In some non-nominal operating modes, the spacecraft attitude can deviate, pointing the optical axis towards the sun. After reflection on the optical chain, solar fluxes can be focused onto the detectors, optical windows or other sensitive materials. The solar spot received by the instrument elements is defined by its heat flux density, surface area and the scrolling rate. Materials temperatures can exceed hundreds of degrees in several seconds or few minutes. The objective of the solar illumination test is to confirm that exposed coatings, adhesives or materials in general are able to withstand the short term temperature increase induced by this solar illumination. The testing conditions are derived from the thermal and optical models and from specific project specifications.

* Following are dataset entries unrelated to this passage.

PR #536, opened 2019-03-10
Further general improvements

DL6ER:

## 10

---

This PR adds further general improvements for our code base.

Highlights:
- Added many additional warning flags that are useful and are neither included by `-Wall` and `-Wextra`
- Declare many `char*` which should not be changeable in the corresponding subroutines as `const char*` to have the compiler enforce their immutability.
- Enforce strict prototyping for FTL routines. This ensures that functions have to be *either* made explicitly global (by adding a prototype to the suitable header file), or they have to be made explicitly local (by adding the `static` keyword). Furthermore, strict prototyping requires that functions with zero arguments need to be written explicitly as `function(void)`. Non-strict prototype such as `function()` are permitted by regular `C`, however they in fact allow an arbitrary amount of parameters (they are a function declaration and not a prototype).
- As before, we split the warnings into a `gcc` version 8 and higher and a CI-compatible section which is automatically selected. This will be helpful for users with sufficiently recent `gcc` to get better hints whereas compilation is still possible on the CI.

Additional note: There are changes to `dnsmasq` code in this PR which are necessary to be able to compile *FTL*DNS with the added warning flags. The changes are meaningful and will be submitted to `dnsmasq` separately to be already part of the next release of `dnsmasq`.

### DIFF
--- a/Makefile
+++ b/Makefile
@@ -79,7 +79,12 @@ EXTRAWARN=-Werror -Waddress -Wlogical-op -Wmissing-field-initializers -Woverleng
 # -Wbad-function-cast: Warn when a function call is cast to a non-matching type
 # -Wcast-align=strict: Warn whenever a pointer is cast such that the required alignment of the target is increased. For example, warn if a "char *" is cast to an "int *" regardless of the target machine.
 # -Wwrite-strings: When compiling C, give string constants the type "const char[length]" so that copying the address of one into a non-"const" "char *" pointer produces a warning
-EXTRAWARN2=-Wduplicated-branches -Wduplicated-cond -Wfloat-equal -Wunsafe-loop-optimizations -funsafe-loop-optimizations -Wbad-function-cast -Wcast-align=strict -Wwrite-strings -Wconversion -Wparentheses
+# -Wparentheses: Warn if parentheses are omitted in certain contexts, such as when there is an assignment in a context where a truth value is expected, or when operators are nested whose precedence people often get confused about
+# -Wlogical-op: Warn about suspicious uses of logical operators in expressions
+# -Wlogical-not-parentheses: Warn about logical not used on the left hand side operand of a comparison
+# -Wstrict-prototypes: Warn if a function is declared or defined without specifying the argument types
+# -Wmissing-prototypes: Warn if a global function is defined without a previous prototype declaration
+EXTRAWARN2=-Wduplicated-branches -Wduplicated-cond -Wfloat-equal -Wunsafe-loop-optimizations -funsafe-loop-optimizations -Wbad-function-cast -Wcast-align=strict -Wwrite-strings -Wparentheses -Wlogical-op -Wlogical-not-parentheses -Wstrict-prototypes -Wmissing-prototypes
 # -FILE_OFFSET_BITS=64: used by stat(). Avoids problems with files > 2 GB on 32bit machines
 CCFLAGS=-std=gnu11 -I$(IDIR) $(WARNFLAGS) -D_FILE_OFFSET_BITS=64 $(HARDENING_FLAGS) $(DEBUG_FLAGS) $(CFLAGS) $(SQLITEFLAGS)
 # for FTL we need the pthread library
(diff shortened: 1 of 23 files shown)


grep.c
```diff
@@ -45,25 +45,6 @@ int countlines(const char* fname)
 	return lines;
 }
 
-int readnumberfromfile(const char* fname)
```
DL6ER: This function is not used anywhere

log.c
```diff
@@ -63,7 +63,7 @@ void get_timestr(char *timestring)
 
 void __attribute__ ((format (gnu_printf, 1, 2))) logg(const char *format, ...)
 {
-	char timestring[32] = "";
+	char timestring[84] = "";
```
DL6ER: This change ensures that the string will be large enough to hold anything that might be produced by
https://github.com/pi-hole/FTL/pull/536/files#diff-f8cdfce5cea83a80a9847ba558991869R61

main.c
```diff
@@ -14,9 +14,6 @@ char * username;
 bool needGC = false;
 bool needDBGC = false;
 
-// Prototype
-int main_dnsmasq(int argc, char **argv);
```
DL6ER: Redundant prototype, already contained in `routines.h`

routines.h
```diff
@@ -131,7 +132,7 @@ void newOverTimeClient(int clientID);
  * Add a new overTime slot to each overTime client shared memory block.
  * This also updates `overTimeClientData`.
  */
-void addOverTimeClientSlot();
+void addOverTimeClientSlot(void);
```
DL6ER: Changed function declaration to a full prototype

Mcat12:
> Furthermore, strict prototyping requires that functions with zero arguments need to be written explicitly as function(void). Non-strict prototype such as function() are permitted by regular C, however they in fact allow an arbitrary amount of parameters (they are a function declaration and not a prototype).

Is this not caught by the compiler at least as a warning?

Makefile
```diff
@@ -70,6 +70,28 @@ else
...
+# -Wbad-function-cast: Warn when a function call is cast to a non-matching type
+# -Wwrite-strings: When compiling C, give string constants the type "const char[length]" so that copying the address of one into a non-"const" "char *" pointer produces a warning
+# -Wparentheses: Warn if parentheses are omitted in certain contexts, such as when there is an assignment in a context where a truth value is expected, or when operators are nested whose precedence people often get confused about
+# -Wlogical-op: Warn about suspicious uses of logical operators in expressions
+# -Wstrict-prototypes: Warn if a function is declared or defined without specifying the argument types
+# -Wmissing-prototypes: Warn if a global function is defined without a previous prototype declaration
+# -Wredundant-decls: Warn if anything is declared more than once in the same scope
+# -Winline: Warn if a function that is declared as inline cannot be inlined
+EXTRAWARN2=-Wfloat-equal -Wunsafe-loop-optimizations -funsafe-loop-optimizations -Wbad-function-cast -Wwrite-strings -Wparentheses -Wlogical-op -Wstrict-prototypes -Wmissing-prototypes -Wredundant-decls -Winline $(EXTRAWARNGCC8)
```
Mcat12: Can this be combined with `EXTRAWARN`?

DL6ER:
> Is this not caught by the compiler at least as a warning?

It is now enforced by the addition of `-Wstrict-prototypes -Wmissing-prototypes`. These warnings are neither enabled by default nor included in `-Wall -Wextra` in `gcc`.

args.c
```diff
@@ -24,8 +24,8 @@ void parse_args(int argc, char* argv[])
 	// Regardless of any arguments, we always pass "-k" (nofork) to dnsmasq
 	argc_dnsmasq = 2;
 	argv_dnsmasq = calloc(argc_dnsmasq, sizeof(char*));
-	argv_dnsmasq[0] = "";
-	argv_dnsmasq[1] = "-k";
+	argv_dnsmasq[0] = (char*)"";
+	argv_dnsmasq[1] = (char*)"-k";
```
Mcat12: Why does this cast need to exist? What other type could a string literal be?

DL6ER: `""` is `const char[1]`. However, `argv_dnsmasq` is `char*`.

```c++
argv_dnsmasq[0] = "";
```
results in the compilation error
```
error: assignment discards ‘const’ qualifier from pointer target type
```

Makefile
DL6ER: Yes, the only reason for separating was that `EXTRAWARN` is already quite long...

args.c
Mcat12: Can we change `argv_dnsmasq` to `const char**` then?

Makefile
Mcat12: Makefiles support splitting lines:
https://www.gnu.org/software/make/manual/html_node/Splitting-Lines.html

A Sun intrusion test setup was developed at ESTEC in order to assess the integrity of materials and sub-assemblies upon extreme temperature increase induced by solar radiation. The optical test setup can be coupled to an UHV vacuum facility equipped with a cryostat and therefore the device under test (DUT) can be cooled down as low as 30K. The light source and optical elements are located outside the vacuum chamber and the light beam can focused onto the device under test with different lenses

A fast speed shutter limits the exposure duration to the sun illumination and allows to “cycle” the device under sun illumination. The optical configuration of the setup allows to tune the power and consequently the heat flux. As it is often difficult to limit down to tens of millimetres the beam spot, aperture masks are used on top of the DUTs.

Sun intrusion test campaigns in the scope of several ESA missions have been conducted in ESTEC laboratories with this setup. The poster will present the test set-up, experimental challenges and results from the testing.